__Work request__
For each line below with the word "more", write out a copy.

(Stored data entries)
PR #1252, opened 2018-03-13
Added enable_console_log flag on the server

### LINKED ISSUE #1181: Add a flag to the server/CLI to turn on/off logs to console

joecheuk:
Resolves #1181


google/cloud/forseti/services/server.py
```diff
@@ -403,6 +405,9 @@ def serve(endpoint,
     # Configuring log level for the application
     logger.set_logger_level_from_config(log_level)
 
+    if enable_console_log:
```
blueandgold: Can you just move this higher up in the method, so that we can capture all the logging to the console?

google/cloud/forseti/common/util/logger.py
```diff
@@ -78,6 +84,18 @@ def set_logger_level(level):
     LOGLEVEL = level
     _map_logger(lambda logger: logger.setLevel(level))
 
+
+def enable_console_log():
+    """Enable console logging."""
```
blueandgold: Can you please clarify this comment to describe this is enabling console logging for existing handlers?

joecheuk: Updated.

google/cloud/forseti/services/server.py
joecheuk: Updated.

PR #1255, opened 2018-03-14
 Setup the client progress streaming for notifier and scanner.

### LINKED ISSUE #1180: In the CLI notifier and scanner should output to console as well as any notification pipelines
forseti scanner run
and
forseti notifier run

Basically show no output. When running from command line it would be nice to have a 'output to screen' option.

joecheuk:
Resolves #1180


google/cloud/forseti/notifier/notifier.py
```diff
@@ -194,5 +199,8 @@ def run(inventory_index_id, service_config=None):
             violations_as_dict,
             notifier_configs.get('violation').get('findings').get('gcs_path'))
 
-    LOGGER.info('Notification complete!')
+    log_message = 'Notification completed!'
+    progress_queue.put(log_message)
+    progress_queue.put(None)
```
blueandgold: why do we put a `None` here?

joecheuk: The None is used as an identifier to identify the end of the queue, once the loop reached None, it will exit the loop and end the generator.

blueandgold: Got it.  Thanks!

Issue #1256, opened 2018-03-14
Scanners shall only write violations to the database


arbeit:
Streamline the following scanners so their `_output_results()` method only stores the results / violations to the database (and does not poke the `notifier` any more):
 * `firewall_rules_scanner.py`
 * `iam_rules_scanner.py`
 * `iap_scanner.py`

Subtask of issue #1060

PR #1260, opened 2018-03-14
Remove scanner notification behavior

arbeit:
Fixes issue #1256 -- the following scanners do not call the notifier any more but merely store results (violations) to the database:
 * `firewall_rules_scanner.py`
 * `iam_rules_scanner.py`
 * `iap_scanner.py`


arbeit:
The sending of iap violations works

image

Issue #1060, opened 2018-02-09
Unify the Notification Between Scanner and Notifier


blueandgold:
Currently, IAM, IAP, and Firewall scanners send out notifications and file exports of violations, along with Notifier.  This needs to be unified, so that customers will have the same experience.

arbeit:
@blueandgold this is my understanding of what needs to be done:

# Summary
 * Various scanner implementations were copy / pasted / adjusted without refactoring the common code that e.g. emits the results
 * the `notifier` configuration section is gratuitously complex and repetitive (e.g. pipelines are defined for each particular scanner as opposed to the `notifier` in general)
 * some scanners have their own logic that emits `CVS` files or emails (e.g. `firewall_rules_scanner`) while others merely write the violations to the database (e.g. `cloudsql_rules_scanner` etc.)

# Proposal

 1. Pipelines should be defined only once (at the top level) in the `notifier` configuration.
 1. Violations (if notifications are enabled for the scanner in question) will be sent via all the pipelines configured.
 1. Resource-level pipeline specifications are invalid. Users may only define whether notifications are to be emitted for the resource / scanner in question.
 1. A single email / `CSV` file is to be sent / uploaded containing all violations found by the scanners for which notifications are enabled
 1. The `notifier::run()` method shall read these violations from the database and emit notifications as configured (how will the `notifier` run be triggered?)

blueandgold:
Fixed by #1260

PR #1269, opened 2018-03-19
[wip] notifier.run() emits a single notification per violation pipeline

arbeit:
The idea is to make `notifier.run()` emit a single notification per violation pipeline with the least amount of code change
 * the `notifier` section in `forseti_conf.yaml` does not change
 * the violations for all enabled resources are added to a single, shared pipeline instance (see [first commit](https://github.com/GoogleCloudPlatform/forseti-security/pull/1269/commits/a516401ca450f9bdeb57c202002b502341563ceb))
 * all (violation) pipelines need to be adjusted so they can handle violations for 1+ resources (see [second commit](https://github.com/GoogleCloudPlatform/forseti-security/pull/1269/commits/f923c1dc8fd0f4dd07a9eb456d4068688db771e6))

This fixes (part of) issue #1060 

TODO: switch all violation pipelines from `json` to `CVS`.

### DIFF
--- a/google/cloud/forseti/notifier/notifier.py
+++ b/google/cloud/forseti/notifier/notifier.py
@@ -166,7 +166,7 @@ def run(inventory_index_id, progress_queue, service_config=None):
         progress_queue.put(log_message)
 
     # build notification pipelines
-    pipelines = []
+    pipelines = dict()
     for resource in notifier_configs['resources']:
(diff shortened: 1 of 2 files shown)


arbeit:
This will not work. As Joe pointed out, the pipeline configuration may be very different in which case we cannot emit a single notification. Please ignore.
* * *
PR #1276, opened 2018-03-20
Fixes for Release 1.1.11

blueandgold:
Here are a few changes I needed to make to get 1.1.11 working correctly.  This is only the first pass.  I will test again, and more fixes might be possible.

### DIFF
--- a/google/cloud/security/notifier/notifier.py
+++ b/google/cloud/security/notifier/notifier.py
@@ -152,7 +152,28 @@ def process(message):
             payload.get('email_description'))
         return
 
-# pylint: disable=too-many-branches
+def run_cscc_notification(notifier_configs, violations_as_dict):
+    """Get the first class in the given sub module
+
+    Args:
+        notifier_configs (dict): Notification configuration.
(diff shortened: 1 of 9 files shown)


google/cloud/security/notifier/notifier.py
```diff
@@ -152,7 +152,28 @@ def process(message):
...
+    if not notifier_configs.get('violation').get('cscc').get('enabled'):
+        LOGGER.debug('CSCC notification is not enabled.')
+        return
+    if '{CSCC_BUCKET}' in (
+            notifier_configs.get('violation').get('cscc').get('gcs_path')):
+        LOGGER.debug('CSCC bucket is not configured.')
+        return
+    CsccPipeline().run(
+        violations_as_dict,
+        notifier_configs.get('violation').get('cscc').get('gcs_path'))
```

__Task output__
Streamline the following scanners so their `_output_results()` method only stores the results / violations to the database (and does not poke the `notifier` any more):
Fixes issue #1256 -- the following scanners do not call the notifier any more but merely store results (violations) to the database:
Here are a few changes I needed to make to get 1.1.11 working correctly.  This is only the first pass.  I will test again, and more fixes might be possible.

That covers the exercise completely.